I partially disagree. It is true what you say, in the sense that Chromium browsers are better in security than those based on Firefox, I have not denied that at any time, but PrivacyGuides still recommends Firefox even if it is a more insecure browser than Chromium. It recommends to harden it, or put Arkenfox, but it is still Firefox, and Librewolf IS a Firefox already hardened, something that, I insist, those users who do not know how to harden it or do not want to spend much time would appreciate that it comes by default, and that is the goal of Librewolf.
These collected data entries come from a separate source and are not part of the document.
PR #37953, opened 2022-06-09
adding vpn to rancher automation

slickwarren:
This PR allows a connection to be made using the docker container running tests through jenkins.  Here's a short explanation of how to use a vpn connection:
### New Variables for VPN:
```
EXTERNAL_ENCODED_VPN=<base64_encoded_ovpn_file>
VPN_ENCODED_LOGIN=(optional variable, but all SUSE VPNs require you to login)<base64_encoded_login_file>
```
decoded login file contents should be in the following format:
```
username
password
```

I've included 2 test files, 1 in go and 1 in python showing that the connection is successful. It is not necessary to run these tests when connecting to the VPN, only that you define the variable(s) mentioned above. 

In this PR, I've also included what I think should be all of the jenkinsfile changes to use the VPN wherever we would like, however there may be other jenkinsfiles that need similar modification that we find through testing. 

### additional notes
* Runs in jenkins available upon request for both go and python, with and without the new variables to show that both new and existing functionality will work. 
  * note that runs in jenkins were not including jenkinsfiles, as currently our jenkins pulls from `rancher/rancher` for those files instead of the testing repo. So runs were modified with the content of the jenkinsfiles you see in this PR using the `replay` function in jenkins. 
* There will be an acompanying PR for jenkins job builder to include the new variables where appropriate.


bmdepesa:
I would suggest creating one new Jenkinsfile for each of Go/Python for tests which need VPN access. As we hope to eventually get a dedicated VPN account, we should not rely on having the VPN environment vars passed in as parameters in the job as that is likely to change. 

Do we actually need the tests included? I'm conflicted as to whether or not they would provide any real value beyond showing that we can connect to the VPN.

bmdepesa:
Overall approach is better, would like to see some additional reviews.

sowmyav27 (approved):

Issue #37681, opened 2022-05-11
Importing a AKS cluster with complicated configuration is not editable from Rancher


thedadams:
**Rancher Server Setup**
- Rancher version: v2.6-head
- Installation option (Docker install/Helm Chart): Any
   - If Helm Chart, Kubernetes Cluster and version (RKE1, RKE2, k3s, EKS, etc):
- Proxy/Cert Details: Any

**Information about the Cluster**
- Kubernetes version: Any
- Cluster Type (Local/Downstream): Downstream
   - If downstream, what type of cluster? (Custom/Imported or specify provider for Hosted/Infrastructure Provider): AKS

**Describe the bug**
If an AKS cluster is created outside of Rancher with some complicated configuration (specifically `--outbound-type userDefinedRouting`), then importing it into Rancher may work but a user would not be able to make any changes to the AKS cluster through Rancher.

**To Reproduce**
1. Create an AKS cluster with `aksctl` passing some non-standard configuration like `--outbound-type userDefinedRouting`.
2. Import the cluster into Rancher
3. Add a node pool to the cluster from Rancher.

**Result**
An error will occur related to changing a field that cannot be changed.

**Expected Result**
The node pool should successfully be added.

**Additional context**
After some discussion on this issue, it seems that since the AKS cluster configuration through the CLI is so complicated, that the best course of action is that `aks-operator` should pull the cluster state from AKS and update the current cluster state with the configuration `aks-operator` and Rancher know about. For example, `outbound-type` is not part of the configuration that Rancher is aware of, so that will not change when the cluster is update from Rancher.

SURE-4373

annablender:
The root cause of this issue is when rancher imports an AKS cluster, it creates a new v3 mgmt cluster object instead of pulling in already existing fields in Azure. Rancher only manages the fields that it knows about so cluster config fields created using `aksctl` cannot be updated by Rancher. That's why creating a new node pool has no effect. The fix will be to add logic [here](https://github.com/rancher/aks-operator/blob/a32c2bf0c3254301d1257345d4db786fef49162e/pkg/aks/create.go#L151) in the `aks-operator` to retrieve the `ManagedCluster` object from Azure if it exists and if not, create a new one.

annablender:
I was not able to reproduce this issue on `rancher-v2.6` head.

Repro steps
[...]

PR #37970, opened 2022-06-10
Update AKS handler logic so imported clusters don't overwrite upstream fields

annablender:
Issue: https://github.com/rancher/rancher/issues/37681  

 
## Problem
 

When importing AKS cluster, the AKS handler in rancher creates an `AKSClusterConfig` object that is the object both rancher and the operator look at when checking for updates. On import, the AKS handler creates a new, mostly empty `AKSClusterConfig` object for the managed cluster without the majority of any preconfigured data that may already be present for the cluster in AKS. Then, any fields set to nil in the `AKSClusterConfig` object will overwrite data in AKS on the next update after provisioning.
 
## Solution
 

* Updated the AKS handler in rancher to copy the `spec.Status.AKSStatus.UpstreamSpec` to `spec.AKSConfig` so fields from the existing AKS cluster will be pulled into Rancher on import.

* Updated comments to be clearer
 
## Testing
 

This issue requires a lot of testing because it touches all parts of provisioning an AKS cluster. Here's the basic test plan I used to smoke test my changes.

Test plan
1. Provisioned (via the Rancher UI kubernetes v1.23.5)
	a. 1 node AKS cluster
	b. 1 node AKS. Update auth IP range to 0.0.0.0/0 in Azure. Check that no config was overwritten in AKS/change was propogated as expected
	c. 1 node AKS cluster. Update HTTP Application Routing in rancher UI. Check that no config was overwritten in AKS
2. Import
	a. 3 node AKS cluster created via CLI with UDR and firewall. Check that no config was overwritten in AKS (agent pool, network). Update kubernetes version for the cluster configuration
	b. 3 node AKS cluster created via Azure portal

### DIFF
--- a/pkg/controllers/management/aks/aks_cluster_handler.go
+++ b/pkg/controllers/management/aks/aks_cluster_handler.go
@@ -35,9 +35,9 @@ import (
 )
 
 const (
-	aksAPIGroup         = "aks.cattle.io"
-	aksV1               = "aks.cattle.io/v1"
-	enqueueTime         = time.Second * 5
+	aksAPIGroup = "aks.cattle.io"
+	aksV1       = "aks.cattle.io/v1"
+	enqueueTime = time.Second * 5
 )
 
 type aksOperatorController struct {
--- a/pkg/controllers/management/aks/aks_cluster_handler.go
+++ b/pkg/controllers/management/aks/aks_cluster_handler.go
@@ -152,8 +152,8 @@ func (e *aksOperatorController) onClusterChange(key string, cluster *mgmtv3.Clus
 			if cluster.Status.AKSStatus.UpstreamSpec == nil {
 				return e.setInitialUpstreamSpec(cluster)
 			}
-			if !reflect.DeepEqual(cluster.Status.AKSStatus.UpstreamSpec, &cluster.Spec.AKSConfig) {
-				logrus.Infof("found imported cluster [%s], copying upstream state to AKSConfig", cluster.Name)
+			if !reflect.DeepEqual(cluster.Status.AKSStatus.UpstreamSpec, cluster.Spec.AKSConfig) {
+				logrus.Infof("Found imported cluster [%s], copying upstream state to AKSConfig", cluster.Name)
 				cluster = cluster.DeepCopy()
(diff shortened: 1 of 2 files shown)


annablender:
Hi all, these changes have been tested but I'd like some initial feedback on the design/location of code fix before I mark it ready for review. Thanks in advance!

pkg/controllers/management/aks/aks_cluster_handler.go
```diff
@@ -148,11 +145,18 @@ func (e *aksOperatorController) onClusterChange(key string, cluster *mgmtv3.Clus
...
 	case "active":
+		// If an imported cluster, set the upstream spec and update the AKSClusterConfig object with fields from the
+		// cluster state. This will prevent configuration in Azure from getting overwritten in later updates. Non
+		// imported clusters will already have upstream spec set.
 		if cluster.Spec.AKSConfig.Imported {
 			if cluster.Status.AKSStatus.UpstreamSpec == nil {
-				// non imported clusters will have already had upstream spec set
 				return e.setInitialUpstreamSpec(cluster)
 			}
+			if !reflect.DeepEqual(cluster.Status.AKSStatus.UpstreamSpec, cluster.Spec.AKSConfig) {
```
rmweir, line 155: Is it okay to use DeepEqual here? And do we want to copy upstream spec to AKSConfig? Both of these bypass the idea of leaving fields nil that are unmanaged by rancher. This is vital to syncing the state from upstream. How does this prevent us from overwriting upstream fields? I would think it would do the opposite.

rmweir (changes requested):

pkg/controllers/management/aks/aks_cluster_handler.go
rmweir: The UI should be showing the fields as follows: upstreamspec, then if any fields on spec are non nil, overwrite the field on upstreamspec with that value.

rmweir (changes requested):

annablender:
Closing this PR because `Status` should not be copied to `Spec` for imported clusters. The rancher UI will already display fields from AKSStatus in the UI so no need to backfill again.

Thank you @rmweir for review

PR #37987, opened 2022-06-14
Add support to provision RKE1 clusters

markusewalker:
**PR Description**
PR to allow support for provisioning RKE1 clusters in the Go framework. Currently, this file will work with the following node providers:

- Amazon EC2 (includes support for spot instances + tags based on PR https://github.com/rancher/rancher/pull/37934)
- Azure
- Linode

Additionally, as we plan to use this PR to have further design discussions, I have consciously attempted to not do too much refactoring until after we further discuss.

Downloading and installing a browser is a simple task that I don’t know why you highlight. About the updates, I understand that it is a bad thing that does not receive updates automatically, but there are ways to fix it. The first one, if it were included in PrivacyGuides, would be to warn you with a red note, appealing to the user’s responsibility, but there is another much better solution: Recommend, together with Librewolf, the installation of this extension in it. I use this extension, and it helps a lot to keep your browser up to date, because it doesn’t automatically download the updates, but it does notify you. That may mean a couple of extra connections, but you gain in security.

I insist that I agree with you that a Chromium is preferable to a Firefox in terms of security, and it would be good if more projects like Brave or Iridium were born, that take a secure base and improve privacy, but I insist, Firefoxs are also browsers to consider, and if Firefox is recommended with some configurations, I do not see why Librewolf should not also be recommended with its corresponding configurations as well.